I've come to believe the same is true in our spiritual lives. God rarely forces His way into our attention. More often, He whispers. He reveals Himself through ordinary moments that are easy to overlook if we're always rushing toward the next thing.
That realization has quietly found its way into my paintings.

As I worked on my recent oil painting, Invitation, I became frustrated because the light wasn't shining the way I had imagined. The colors felt flat, almost muddy. After wrestling with it for a while, I finally stepped away from the easel for several days and prayed that God would show me what the painting needed.
When I returned, the answer became obvious.
It didn't need more light.
It needed deeper shadows.
Only after strengthening the shadows did the light begin to glow.
That lesson stayed with me long after the painting was finished.
Isn't life often the same? Joy becomes sweeter because we've known sorrow. Hope shines brighter because we've experienced disappointment. Faith grows stronger because we've walked through seasons where we couldn't yet see what God was doing beneath the surface.
I've realized that every painting begins long before I ever pick up a brush. It begins with a walk, a conversation, a verse that lingers in my heart, a quiet prayer, or an ordinary moment that suddenly feels sacred.
The painting is simply the final expression of something God first invited me to notice.
Perhaps that's why I love creating art for the home.

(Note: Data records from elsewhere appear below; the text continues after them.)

PR #10628, opened 2022-09-29
Java: Type based summary models.

michaelnebel:
In this PR we introduce the a query for generating *type based* models for Java.
This is the Java version of https://github.com/github/codeql/pull/10238.

It is worth mentioning the following differences.
- Java does not have a `Func` or `delegate` like type, but instead relies on *functional interfaces* (ie. interfaces with a single abstract method) as these can be perceived as functions, which complicated the implementation compared to C#.
- Java has different way of providing accesspaths into collections depending on the collection type.
- As a reference example `java.util.stream.Stream` is used (an approximate equivalent to the `System.Linq.Enumerable` extension methods for C#).


java/ql/test/utils/model-generator/typebasedflow/p/Stream.java
```diff
@@ -0,0 +1,166 @@
+package p;
+
+import java.util.*;
+import java.util.function.*;
+import java.util.stream.*;
+
+public class Stream<T> {
```
aschackmull, line 7: Something's weird here. We're importing `java.util.stream.*` such that the standard `Stream` class is in scope, but we're also defining a class with the same name, which I guess shadows the imported name?? Are we attempting to stub-implement `java.util.stream.Stream` or import it?

java/ql/test/utils/model-generator/typebasedflow/p/TypeBasedComplex.java
```diff
@@ -0,0 +1,57 @@
...
+
+    public List<T> getMany() {
+        return null;
+    }
+
+    public Integer apply(Function<T, Integer> f) {
+        return null;
+    }
+
+    public <T1, T2> T2 apply2(T1 x, Function<T1, T2> f) {
```
aschackmull, line 19: This type signature doesn't refer to `T`. Was that intentional or was the method perhaps meant to be static?

aschackmull: If it's meant as-is, then it deserves an explanatory comment.

java/ql/test/utils/model-generator/typebasedflow/CaptureTypeBasedSummaryModels.expected
```diff
@@ -0,0 +1,124 @@
+| p;MyFunction;true;apply;(Object,Object);;Argument[-1].SyntheticField[ArgType2];ReturnValue;value;generated |
```
aschackmull, line 1: The naming of the synthetic fields could be a bit more precise. In particular they ought to refer to the type (when they aren't derived from a super-class/-interface), or reuse the field that the supertype indicates. I.e. a class `MyClass<T>` can use `SyntheticField[package.MyClass.T]`, a class `MySubclass<T2> extends MyClass<T2>` should use the same field as the superclass `SyntheticField[package.MyClass.T]`, and an extension of known collection-types should reuse those, such that `MyMultiMap<K,V> implements Map<K,List<V>>` uses `MapKey` and `MapValue.Element`. (The test `TypeBasedCollection<T> extends ArrayList<T>` already checks that to some degree).
Note that this will also ensure that methods on `A` and `B` will be compatible when we have `class A<T1,T2> extends B<T2>`, whereas the current approach fails to do so (equating the wrong fields and misses the equality that ought to be present).

aschackmull: Given that a class can implement multiple interfaces, then we could have a conflict, so in that case the preference order should probably be something like "known collection-like super-interface" > "super-class" > "super-interface".

aschackmull: Also, could we make this into some sort of inline test expectation? We don't necessarily need to use the inline expectation library - a more ad-hoc approach could be fine: I'm thinking perhaps collect all comments of the form `// MaD = ...` and then compare the query output with the set of those strings. We don't necessarily need to make use of the comment locations, which means that we could just write several expectation lines above the method that generates them.

java/ql/test/utils/model-generator/typebasedflow/p/Stream.java
aschackmull: I wonder then why the generated models use `Element`? I mean they certainly ought to for `java.util.stream.Stream` but this stub class isn't that. If the stub class was implementing, say, `Iterable<T>` then it would make more sense, as that ought to be enough to make it use `Element` as opposed to generating a synthetic field.

aschackmull: When we're stubbing like this, then I think we should use explicit imports from `java.util.stream` such that we aren't shadowing anything. That would make it more clear that the references to `Stream` are in fact this stub class.

java/ql/test/utils/model-generator/typebasedflow/p/TypeBasedComplex.java
michaelnebel: Yes, that as intentional. The test is there to check that no summary that accesses the *implicit* field corresponding to the field of type `T` will be generated (even for instance methods).

java/ql/test/utils/model-generator/typebasedflow/CaptureTypeBasedSummaryModels.expected
michaelnebel: > The naming of the synthetic fields could be a bit more precise. In particular they ought to refer to the type (when they aren't derived from a super-class/-interface), or reuse the field that the supertype indicates. I.e. a class `MyClass<T>` can use `SyntheticField[package.MyClass.T]`, a class `MySubclass<T2> extends MyClass<T2>` should use the same field as the superclass `SyntheticField[package.MyClass.T]`, and an extension of known collection-types should reuse those, such that `MyMultiMap<K,V> implements Map<K,List<V>>` uses `MapKey` and `MapValue.Element`. (The test `TypeBasedCollection<T> extends ArrayList<T>` already checks that to some degree). Note that this will also ensure that methods on `A` and `B` will be compatible when we have `class A<T1,T2> extends B<T2>`, whereas the current approach fails to do so (equating the wrong fields and misses the equality that ought to be present).

You are absolutely right that the implementation could be improved and that the precision for more complicated inheritance is not ideal. The same is the case for C#, which also lacks exactly what you are describing here.
Do you prefer that we get this sorted as a first attempt before merging this?

aschackmull: > Do you prefer that we get this sorted out as a first attempt before merging this?

I'll leave that to your preference. But I would like a refactor of the test, such that the models could be seen directly in the Java source next to the method.

aschackmull: Something like
```
string expects() {
  exists(JavaDoc doc |
    doc.getChild(0).toString().regexpCature(" *MaD *= *\\(.*\\)", 1) = result
  )
}

...
```

michaelnebel: Yes, this is a great idea. I have included in it in this PR for the type based summaries, but maybe we should consider to do the same thing for both Java and C# for all model generator like tests.

java/ql/test/utils/model-generator/typebasedflow/p/TypeBasedComplex.java
michaelnebel: Comment added.

java/ql/test/utils/model-generator/typebasedflow/p/Stream.java
michaelnebel: (1) As far as can tell from the documentation of the `Stream` (java) interface and `ContainerType` (QL) implementation, then `Stream` will not be identified as a `ContainerType` (note that `Stream<T>` does not implement `Iterable<T>`). The implementation on this PR will also perceive classes or interfaces having any method that returns an `Iterator` as being a container like type (but this purely has effect the type based model generation implementation. 
(2) Imports has been changed to avoid confusion.

java/ql/test/utils/model-generator/typebasedflow/CaptureTypeBasedSummaryModels.ql
```diff
@@ -0,0 +1,24 @@
...
+private string expects() {
+  exists(Javadoc doc | doc.getChild(0).toString().regexpCapture(" *MaD=(.*)", 1) = result)
+}
+
+private string flows() { exists(TypeBasedFlowTargetApi api | result = captureFlow(api)) }
+
+query predicate unexpectedSummary(string msg) {
+  exists(string flow |
+    flow = flows() and
+    not exists(string e | e = expects() and e = flow) and
```
aschackmull, line 13: Simplify:
```suggestion
    not flow = expects() and
```

java/ql/test/utils/model-generator/typebasedflow/CaptureTypeBasedSummaryModels.ql
```diff
@@ -0,0 +1,24 @@
...
+    msg = "Unexpected summary found: " + flow
+  )
+}
+
+query predicate expectedSummary(string msg) {
+  exists(string e |
+    e = expects() and
+    not exists(string flow | flow = flows() and e = flow) and
```
aschackmull, line 21:
```suggestion
    not e = flows() and
```

java/ql/test/utils/model-generator/typebasedflow/p/Stream.java
```diff
@@ -0,0 +1,249 @@
...
+    public Optional<T> findAny() {
+        return null;
+    }
+
+    // MaD=p;Stream;true;findFirst;();;Argument[-1].Element;ReturnValue.SyntheticField[ArgType0];value;generated
+    public Optional<T> findFirst() {
+        return null;
+    }
+
+    // public <R> Stream<R> flatMap(Function<? super T, ? extends Stream<? extends
```
aschackmull, line 70: Why is this test case excluded?

aschackmull: If it doesn't work, then we might as well keep it with a comment about why and what doesn't work.

java/ql/test/utils/model-generator/typebasedflow/p/Stream.java
```diff
@@ -0,0 +1,249 @@
...
+    // MaD=p;Stream;true;forEachOrdered;(Consumer);;Argument[-1].Element;Argument[0].Parameter[0];value;generated
+    public void forEachOrdered(Consumer<? super T> action) {
+    }
+
+    // MaD=p;Stream;true;generate;(Supplier);;Argument[0].ReturnValue;ReturnValue.Element;value;generated
+    public static <T> Stream<T> generate(Supplier<T> s) {
+        return null;
+    }
+
+    // Model generator adds a couple of extra models, which can't be
```
aschackmull, line 103: All four of these models look correct to me?

java/ql/test/utils/model-generator/typebasedflow/p/Stream.java
```diff
@@ -0,0 +1,249 @@
...
+    public Optional<T> min(Comparator<? super T> comparator) {
+        return null;
+    }
+
+    // MaD=p;Stream;true;noneMatch;(Predicate);;Argument[-1].Element;Argument[0].Parameter[0];value;generated
+    public boolean noneMatch(Predicate<? super T> predicate) {
+        return false;
+    }
+
+    // Issue with model generator. ... is not supported.
```
aschackmull, line 158: That's fine, but no reason to comment the test case.

java/ql/test/utils/model-generator/typebasedflow/p/Stream.java
```diff
@@ -0,0 +1,249 @@
...
+    public Stream<T> peek(Consumer<? super T> action) {
+        return null;
+    }
+
+    // Model generator yields a couple of extra results as models are generated for
+    // writing to the stream.
+    // MaD=p;Stream;true;reduce;(BinaryOperator);;Argument[-1].Element;Argument[0].Parameter[0];value;generated
+    // MaD=p;Stream;true;reduce;(BinaryOperator);;Argument[-1].Element;Argument[0].Parameter[1];value;generated
+    // MaD=p;Stream;true;reduce;(BinaryOperator);;Argument[-1].Element;ReturnValue.SyntheticField[ArgType0];value;generated
+    // MaD=p;Stream;true;reduce;(BinaryOperator);;Argument[0].ReturnValue;Argument[-1].Element;value;generated
```
aschackmull, line 179: Yeah, this one is spurious but mostly harmless. Maybe it would be nice if the regex for matching `MaD=` would allow a `SPURIOUS` prefix so we could write
```suggestion
    // SPURIOUS MaD=p;Stream;true;reduce;(BinaryOperator);;Argument[0].ReturnValue;Argument[-1].Element;value;generated
```

java/ql/test/utils/model-generator/typebasedflow/p/Stream.java
```diff
@@ -0,0 +1,249 @@
...
+        return null;
+    }
+
+    // MaD=p;Stream;true;peek;(Consumer);;Argument[-1].Element;Argument[0].Parameter[0];value;generated
+    // MaD=p;Stream;true;peek;(Consumer);;Argument[-1].Element;ReturnValue.Element;value;generated
+    public Stream<T> peek(Consumer<? super T> action) {
+        return null;
+    }
+
+    // Model generator yields a couple of extra results as models are generated for
```
aschackmull, line 174: s/a couple of/one/

java/ql/src/utils/modelgenerator/internal/CaptureTypeBasedSummaryModels.qll
```diff
@@ -0,0 +1,333 @@
...
+ * A type representing instantiations of class types
+ * that has a method which returns an iterator.
+ */
+private class IterableType extends Class {
+  private Type elementType;
+
+  IterableType() {
+    exists(Method m, Type return, GenericType t, Type et, int position | m.getDeclaringType() = t |
+      return = m.getReturnType() and
+      return.getName().matches("Iterator%") and
```
aschackmull, line 17:
```suggestion
      return.getSourceDeclaration().hasQualifiedName("java.util", "Iterator") and
```

java/ql/src/utils/modelgenerator/internal/CaptureTypeBasedSummaryModels.qll
```diff
@@ -0,0 +1,333 @@
...
+
+/**
+ * A type representing instantiations of class types
+ * that has a method which returns an iterator.
+ */
+private class IterableType extends Class {
+  private Type elementType;
+
+  IterableType() {
+    exists(Method m, Type return, GenericType t, Type et, int position | m.getDeclaringType() = t |
```
aschackmull, line 15:
```suggestion
    exists(Method m, RefType return, GenericType t, Type et, int position | m.getDeclaringType() = t |
```

java/ql/src/utils/modelgenerator/internal/CaptureTypeBasedSummaryModels.qll
```diff
@@ -0,0 +1,333 @@
...
+ * Holds if type `bound` is a lower bound for type `t` or equal to `t`.
+ */
+private predicate isEffectivelyLowerBound(Type t, Type bound) {
+  t = bound or
+  t.(Wildcard).getLowerBound().getType() = bound
+}
+
+/**
+ * Holds if `t` is a container like type of `tv` (eg. `List<T>`).
+ * Note that collections are covariant in their element type.
```
aschackmull, line 48: No? In Java they aren't. Or is this something that you assume for some heuristic purpose?

java/ql/src/utils/modelgenerator/internal/CaptureTypeBasedSummaryModels.qll
```diff
@@ -0,0 +1,333 @@
...
+      genericContainerType(pt, tv)
+    )
+  )
+}
+
+/**
+ * Gets the string representation of a synthetic field corresponding to `tv`.
+ */
+private string getSyntheticField(TypeVariable tv) {
+  result = ".SyntheticField[ArgType" + tv.getIndex() + "]"
```
aschackmull, line 120: This will need some refinement at some point, but it's probably good enough as a starting point.

java/ql/src/utils/modelgenerator/internal/CaptureTypeBasedSummaryModels.qll
```diff
@@ -0,0 +1,333 @@
...
+private import semmle.code.java.Collections
+private import semmle.code.java.dataflow.internal.ContainerFlow
+private import CaptureModelsSpecific as Specific
+private import CaptureModels
+
+/**
+ * A type representing instantiations of class types
+ * that has a method which returns an iterator.
+ */
+private class IterableType extends Class {
```
aschackmull, line 11: There are some implicit assumptions throughout this file that an `IterableType` has exactly one type variable. This is probably fine as a starting point, as that's likely to generally be the case, but might deserve a comment.

java/ql/src/utils/modelgenerator/internal/CaptureTypeBasedSummaryModels.qll
```diff
@@ -0,0 +1,333 @@
...
+  private TypeVariable getTypeReplacement(Type t) {
+    exists(int position |
+      instantiates(this, fi, position, t) and
+      result = fi.getTypeParameter(position)
+    )
+  }
+
+  /**
+   * Gets the parameter type of `this` function at position `position`.
+   * Note that functions are contravariant in their parameter types.
```
aschackmull, line 165:
```suggestion
   * Note that functions are often contravariant in their parameter types.
```

java/ql/src/utils/modelgenerator/internal/CaptureTypeBasedSummaryModels.qll
```diff
@@ -0,0 +1,333 @@
...
+  Type getParameterType(int position) {
+    exists(Type t |
+      fi.getRunMethod().getParameterType(position) = this.getTypeReplacement(t) and
+      isEffectivelyLowerBound(t, result)
+    )
+  }
+
+  /**
+   * Gets the return type of `this` function.
+   * Note that functions are covariant in their return type.
```
aschackmull, line 176:
```suggestion
   * Note that functions are often covariant in their return type.
```

java/ql/src/utils/modelgenerator/internal/CaptureTypeBasedSummaryModels.qll
```diff
@@ -0,0 +1,333 @@
...
+
+/**
+ * Holds if `callable` has a function parameter `f` at parameter position `position`.
+ */
+private predicate functional(Callable callable, Function f, int position) {
+  exists(Parameter p |
+    p = callable.getAParameter() and
+    f = p.getType() and
+    position = p.getPosition()
+  )
```
aschackmull, line 194: Simplify:
```suggestion
  callable.getParameterType(position) = f
```

aschackmull (commented):
Mostly minor comments, otherwise LGTM!

java/ql/src/utils/modelgenerator/internal/CaptureTypeBasedSummaryModels.qll
michaelnebel: Ok, that claim is to strong.
At least the idea is that, if we have "relevant" type variable that serves as an upper bound for a given type, then we use that to eg. decide if the method reads from an implicit field or the implicit collection.
I will delete the comment.

java/ql/src/utils/modelgenerator/internal/CaptureTypeBasedSummaryModels.qll
michaelnebel: Yes, we do not dig into the inheritance hierarchy at the moment, but that needs to be improved.

java/ql/src/utils/modelgenerator/internal/CaptureTypeBasedSummaryModels.qll
michaelnebel: An IterableType can be parameterized over multiple type variables. As an example
```java
public class Stream2<T1, T2> {

    public Iterator<T1> iterator() {
        return null;
    }

    public T2 getField() {
        return null;
    }

    public T1 getElement() {
        return null;
    }
}
```
produce the models
```
p;Stream2;true;getElement;();;Argument[-1].Element;ReturnValue;value;generated
p;Stream2;true;getField;();;Argument[-1].SyntheticField[ArgType1];ReturnValue;value;generated p;Stream2;true;iterator;();;Argument[-1].Element;ReturnValue.Element;value;generated
```

I am not sure where you discovered the implicit assumptions.
If you have seen something, then it might be worth narrowing the InterableType definition, such we only accept types that are parameterized over a single type variable and where there exists an iterator method over that exact type.

java/ql/test/utils/model-generator/typebasedflow/p/Stream.java
michaelnebel: That is an oversight on my part - it does work and I will comment it back in.

java/ql/test/utils/model-generator/typebasedflow/p/Stream.java
michaelnebel: Yes, you are right! I will remove the comment (I had overlooked that the "seed" is the first element of the sequence, which is why I thought that Argument[0] -> ReturnValue.Element was incorrect - but that is not the case).

java/ql/test/utils/model-generator/typebasedflow/p/Stream.java
michaelnebel: I will comment it in.

java/ql/test/utils/model-generator/typebasedflow/p/Stream.java
michaelnebel: Also: Argument[0].ReturnValue -> Argument[0].Parameter[1] is spurious. In the documentation it is stated that only required is that the operator is associative.

michaelnebel: Hmm - looks like that one is included in the manual models.

java/ql/src/utils/modelgenerator/internal/CaptureTypeBasedSummaryModels.qll
aschackmull: Consider this (probably an obscure corner-case, but still):
```
public class Stream2<T1, T2> {
    public Iterator<T1> iterator1() {
        return null;
    }

    public Iterator<T2> iterator2() {
        return null;
    }

    public T1 getElement1() {
        return null;
    }

    public T2 getElement2() {
        return null;
    }
}
```

java/ql/src/utils/modelgenerator/internal/CaptureTypeBasedSummaryModels.qll
aschackmull: Not yet deleted.

michaelnebel: haha - no - you are right! I will try once more :-)

java/ql/src/utils/modelgenerator/internal/CaptureTypeBasedSummaryModels.qll
michaelnebel: You are right. In that case, we probably shouldn't think of `Stream2` as being an interable type.
It is an easy fix.

aschackmull (approved):

Saidyyh (commented):
2011685e89656c624fb2fe8e4ae3e16715727186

Home is where life unfolds. It's where we gather around the table, share meals, read Scripture, pour another cup of tea, and watch the morning light move across the floor. It's where ordinary moments quietly become holy ones.
My prayer is that every painting I create becomes more than something beautiful to hang on a wall. I hope it gently reminds someone to slow down, breathe deeply, and notice the beauty that has been there all along. More than anything, I hope it reminds them that God's presence is often found not only in life's extraordinary moments, but in the ordinary ones offered back to Him with grateful hearts.
Because beauty is rarely absent.
More often, it's simply waiting to be noticed.
Practice Paying Attention
Before today is over, step outside for five quiet minutes. Leave your phone inside. Look for one thing you've never really noticed before. Maybe it's the way evening light filters through the trees, a tiny flower growing where no one planted it, or the song of a bird you've stopped hearing.
Then pause for just a moment and thank God for it.
I'd love to know what you discover.
Because I have a feeling the art of paying attention doesn't just make us better artists.
It helps us become more grateful people.